Unsteady loads created by environmental perturbations - namely gusts - can strongly affect small and light-weighted aerial vehicles. To control vehicle's behavior in this perturbed environment, a robust, cheap and accurate estimator of the surrounding flow field and aerodynamic load is essential. Low-order inviscid vortex models constitute an attractive solution to this problem. For aerodynamic applications, the role of viscosity is primarily to inject vorticity into the flow. Intrinsically, this mechanism can't be captured by an inviscid model and need to be modeled. In modern inviscid models, the vorticity shedding criterion is set by the critical leading edge suction parameter (LESP) (Ramesh et al., Theor. Comput. Fluid Dyn., 2013). Without satisfying closure model, the critical LESP has been estimated from data assimilation (Darakananda et al., Phys. Rev. Fluids, 2018) and deep learning (Hou et al., AIAA J., 2019). Refining these works, we explore the influence of the spatial distribution of sensors through these two questions: what is the optimal placement of the pressure sensors?
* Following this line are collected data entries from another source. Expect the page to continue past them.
PR #2036, opened 2026-06-11
Allow conditions to use float coordinates too, to match feaLib

### LINKED ISSUE #2034: Coordinates in condition sets should be allowed to be floats
Currently, a feature file like this:

```
conditionset italic_only {
    ital 0.1 1;
} italic_only;

variation rlig italic_only {
    sub a by b;
} rlig;
```

trips up fontc with a:

```
[2026-06-11T11:13:27.303160Z ThreadId(1) fontc ERROR] FEA parsing failed with 1 errors
[2026-06-11T11:13:27.303191Z ThreadId(1) fontc WARN] error: Expected NUM found FLOAT
in a.fea at 2:9
  |
2 |     ital 0.1 1;
  |          ^^^
```

feaLib allows floaty coordinates.

To test, you can make an empty UFO with the above feature code and call fontc. It should parse it correctly and then later crash because there's no ital axis in a single UFO.

Hoolean:
Closes #2034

How many sensors are required to accurately estimate the LESP? For the deep learning model, a weight vector is determined which measures the influence of each pressure sensor on the final estimate. This weight vector is regularized by the L1 norm to promote sparsity. The number of sensors used is skrunk from 126 to 3 without significant loss of accuracy. Our deep learning framework is interpreted as the learning of a Koopman invariant subspace for the LESP and angle of attack. In the ensemble Kalman filter framework, an iterative algorithm based on the representers identifies the most impactful sensors. We reduce the number of sensors from 50 to 30.


Item Type:Book Section
Related URLs:
URLURL TypeDescription
https://doi.org/10.2514/6.2020-0799DOIArticle
Additional Information:© 2020 American Institute of Aeronautics and Astronautics. Published Online: 5 Jan 2020.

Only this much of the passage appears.